I have to use the following result.
If $A, B$ are two $3 \times 3$ nilpotent matrices. Then $A, B$ are similar if and only if they have same minimal polynomial.
My attempt has been to consider the following cases $ d_i = 1,2,3$ and then the corresponding jordan blocks which becomes same in both the cases. Since two matrices having the same rational form are similar, matrices $A,B$ are similar. My doubt here lies in the fact that where do I need to use the theorem that two $3 \times 3$ nilpotent matrices are similar iff they have the same minimal polynomial.
Hint: First you can show that there is a decomposition of $F^n$ such that
$$F^n = \bigoplus_i \ker (A-\lambda_iI)^{d_i}\,.$$
What can you say about $\dim\ker (A-\lambda_iI)^3$ for a given $i$ ? How does $A-\lambda_i I$ act on this subspace?

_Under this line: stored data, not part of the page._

PR #34581, opened 2026-06-11
Replace <no_response/> sentinel with a no_response turn-control tool

awlevin:
## Problem

The `<no_response/>` text sentinel leaked verbatim into a Slack channel today (Ash). Root cause: `channel-reply-delivery.ts` only recognized the sentinel as an **exact full text segment**, while inline stripping (`/<no_response\s*\/?>/gi`) existed only on the Slack DM live path and the messages API read path. Any model that wraps the sentinel in other text — timestamps, lead-ins, case variants — leaks it straight into the channel. Non-frontier models do this often enough that asking for a literal magic string is structurally fragile.

## Approach: structured silence signal

Silence is now signaled via a `no_response` tool instead of prompted literal text:

- **New `no_response` tool** (`assistant/src/tools/no-response.ts`), exposed only on external channel conversations (`channelCapabilities.channel !== "vellum"`). Optional `reason` input is logged, never posted.
- **The tool ends the turn.** Its result sets `yieldToUser: true`, which the agent loop already honors (`src/agent/loop.ts` — same mechanism as `remember`'s `finish_turn` and interactive surfaces): the tool_result is persisted (keeping the provider's tool_use/tool_result pairing valid) and the loop stops **without another LLM call**. This directly addresses why the prior tool-based approach was abandoned — the model used to get a follow-up inference after the tool and would talk itself into replying anyway. Now it never gets that chance.
- **Delivery treats the tool call as a terminal silence marker** — same semantics as the sentinel: suppresses text, attachments, fallbackText, and stops the backward fallback scan in `findAssistantReplyMessageIdForTurn`.
- **Prompt updated**: `response_discretion` in the turn context now instructs calling the tool; the literal sentinel is no longer prompted anywhere.
- **`no_response` bypasses channel permission profiles** (`isToolAllowedInChannel`) — it is a turn-control signal, not a capability; blocking it can only force unwanted replies.

## Defense-in-depth leak fix (the actual bug today)

Sentinel detection is kept for older histories and prompt-cache tail, and hardened in `channel-reply-delivery.ts`:

- Inline/wrapped sentinels (`"Sure thing! <no_response/>"`) are now **stripped** before delivery instead of posted verbatim.
- Detection is case-insensitive (matching the DM path), covering `<No_Response/>` variants.
- Sentinel-only and tool-only replies suppress fallbackText and attachments as before.

## Feature flag (kill switch)

The tool rollout is gated behind a new `no-response-tool` assistant-scope flag, **default ON**. Turning it off hides the tool from channel turns and reverts the `response_discretion` prompt to the legacy `<no_response/>` sentinel instruction — a true revert to old behavior, since sentinel handling was retained everywhere. Only the two model-facing decision points are gated (tool exposure + prompt wording, resolved at the same predicate so they stay consistent per turn); delivery suppression and the inline-stripping leak fix stay unconditional because they also protect the sentinel path.

Companion Terraform PR (LaunchDarkly provisioning): vellum-ai/vellum-assistant-platform#8433

## New tool registration — approval context

`assistant/src/tools/AGENTS.md` discourages new non-skill tools; this one was explicitly requested by Aaron to fix the production sentinel leak. It cannot be a skill: it must be present in every channel turn's tool list with zero activation latency, and its semantics (terminating the agent loop via `yieldToUser`) are loop-internal. The pre-commit new-tool gate was bypassed per the documented flow. If approved as a permanent exception, `tools/AGENTS.md` can be updated in a follow-up.

## Tests

- `channel-reply-delivery.test.ts`: tool-call suppression (text/attachments/fallback), terminal no-fallback scan, inline-wrapped sentinel stripping (leak regression), case-variant suppression, mixed text+tool delivery parity.
- `conversation-tool-setup.test.ts`: tool exposed on slack/telegram, hidden on vellum and when channel is unresolved.
- `no-response.test.ts`: `yieldToUser` contract, channel-profile bypass.
- `conversation-runtime-assembly.test.ts`: prompt asserts the tool instruction and that the literal sentinel is never prompted.

`bunx tsc --noEmit` clean; lint clean. (Note: `channel-reply-delivery.test.ts` + `conversation-tool-setup.test.ts` fail when run in the same bun process due to pre-existing `mock.module` cross-file pollution — reproduced identically on `main`; each file passes alone.)

## Rollout note

Old conversations whose history contains sentinel text remain handled (stripping is retained at all four pipeline layers). Once tool adoption is verified in production, a follow-up can consider removing the prompt-era sentinel paths from the live delivery controllers — the persisted-history strippers should stay.

### DIFF
--- a/apps/web/src/lib/feature-flags/feature-flag-registry.json
+++ b/apps/web/src/lib/feature-flags/feature-flag-registry.json
@@ -32,7 +32,10 @@
       "label": "Pre-chat Onboarding Experiment 2026-06-06",
       "description": "Pre-chat onboarding experiment with control and variant-a arms. Control shows the full funnel; variant-a shows the condensed pared-down flow.",
       "defaultEnabled": "control",
-      "values": ["control", "variant-a"]
+      "values": [
+        "control",
+        "variant-a"
+      ]
     },
     {
       "id": "experiment-activation-flow-2026-06-03",
@@ -41,7 +44,10 @@
       "label": "Activation Flow Experiment 2026-06-03",
       "description": "Multivariate activation-flow experiment. control = standard flow; variant-a = activation rail. Targeted via LaunchDarkly.",
       "defaultEnabled": "control",
-      "values": ["control", "variant-a"]
+      "values": [
+        "control",
+        "variant-a"
+      ]
     },
     {
       "id": "local-docker-enabled",
@@ -410,6 +416,14 @@
       "label": "Self-intro first message",
       "description": "On the first conversation, send a natural self-introduction (e.g. \"Hi Vela, I'm alex. Nice to meet you.\") on the user's behalf and route it through real LLM inference, instead of serving the canned first greeting. Names come from the onboarding context; falls back to the canned greeting when no name is known. Exposed to clients so pre-hatch onboarding can compute the source-of-truth initial message, and to the assistant so older clients can still be gated server-side. See assistant/src/daemon/first-greeting.ts (buildSelfIntroMessage).",
       "defaultEnabled": false
+    },
+    {
+      "id": "no-response-tool",
+      "scope": "assistant",
+      "key": "no-response-tool",
+      "label": "No-response turn-control tool",
+      "description": "Signal channel-thread silence via the no_response tool (ends the turn with no reply posted). When disabled, the turn context falls back to prompting the legacy <no_response/> text sentinel and the tool is hidden.",
+      "defaultEnabled": true
     }
   ]
 }
--- a/assistant/src/__tests__/channel-reply-delivery.test.ts
+++ b/assistant/src/__tests__/channel-reply-delivery.test.ts
@@ -697,6 +697,102 @@ describe("channel-reply-delivery", () => {
     expect(deliveryCalls[0].payload.text).toBe("Real response.");
   });
 
+  it("strips an inline <no_response/> wrapped in other text instead of leaking it", async () => {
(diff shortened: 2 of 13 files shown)


awlevin:
**Review focus (medium risk):**

1. **`channel-reply-delivery.ts` suppression semantics** — the highest-leverage change. Inline sentinel stripping now applies to *all* channel deliveries, and a `no_response` tool call suppresses the fallback scan. Worth a careful read of `toDeliverableTextSegments` / `hasDeliverableReply` to confirm no legitimate reply shape gets silently swallowed (mixed text+tool still delivers; attachments-only with no silence signal still delivers).
2. **Turn termination via `yieldToUser`** — relies on the existing loop contract at `src/agent/loop.ts` (`stopTurn("yield_to_user")` after results are pushed to history). No loop changes were needed; verify you're comfortable that the persisted tool_result keeps next-turn provider history valid (it's the same path `remember`'s `finish_turn` uses).
3. **New tool registration** — gated to non-vellum channels only, bypasses channel permission profiles by name. This is the policy decision to sign off on.

Not changed: Slack DM live delivery, messages API stripping, thinking-status logic — all already handled sentinels correctly and are unaffected by the tool (a tool-only turn produces no text deltas).

siddseethepalli:
seems reasonable

awlevin:
not gonna bother merging this until i get more signal on whether or not it's worth addressing

awlevin:
am hoping over next week or so to have that signal since it seemed to be more of a problem on OS models used in slack

PR #34584, opened 2026-06-12
feat(web): add Open Settings deep-link to the denied-mic composer notice

m-abboud:
## Summary
- When macOS records a TCC microphone denial, the OS never re-prompts — the composer notice for `not-allowed-permanent` told users to "allow microphone access in system or browser settings" but offered no way to get there. This adds a one-click **Open Settings** button that deep-links to System Settings → Privacy & Security → Microphone via the unified permissions service from #34031 (`openSystemPermissionSettings("microphone")`).
- `useVoiceInput` exposes the handler only when the Electron permissions bridge exists (`supportsSystemPermissions()`), so plain browsers — where no deep-link is possible — keep the existing text-only guidance.
- The retry flow composes with it: "Allow Microphone" on a `not-allowed` error consults TCC state, maps a recorded denial to `not-allowed-permanent`, and the notice then re-renders with the Open Settings affordance instead of a dead-end retry loop.

## Tests
- `use-voice-input.test.tsx`: handler is `undefined` without the bridge; opens the `microphone` pane when supported; recorded OS denial on retry maps to `not-allowed-permanent`.

## Context
Part of LUM-1968. Re-cuts the last remaining piece of #34372 (closed as superseded by #34031) against the new permissions service.

### DIFF
--- a/apps/web/src/domains/chat/components/chat-route-content.tsx
+++ b/apps/web/src/domains/chat/components/chat-route-content.tsx
@@ -254,6 +254,7 @@ export function ChatMainPanel({
     handlePrimerContinue,
     handlePrimerCancel,
     handleRetryMicPermission,
+    handleOpenMicSettings,
   } = useVoiceInput({ assistantId, inputRef, setInput });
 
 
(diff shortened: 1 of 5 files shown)


m-abboud:
@codex review

m-abboud:
@devin review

Edit: You are right that using the Jordan form completely trivializes this result. However this result is much easier than Jordan form. In fact you could use a slight generalization of it to prove the existence and unicity of the Jordan form. The above hint gives clues for using the theorem about nilpotent matrices to prove the result.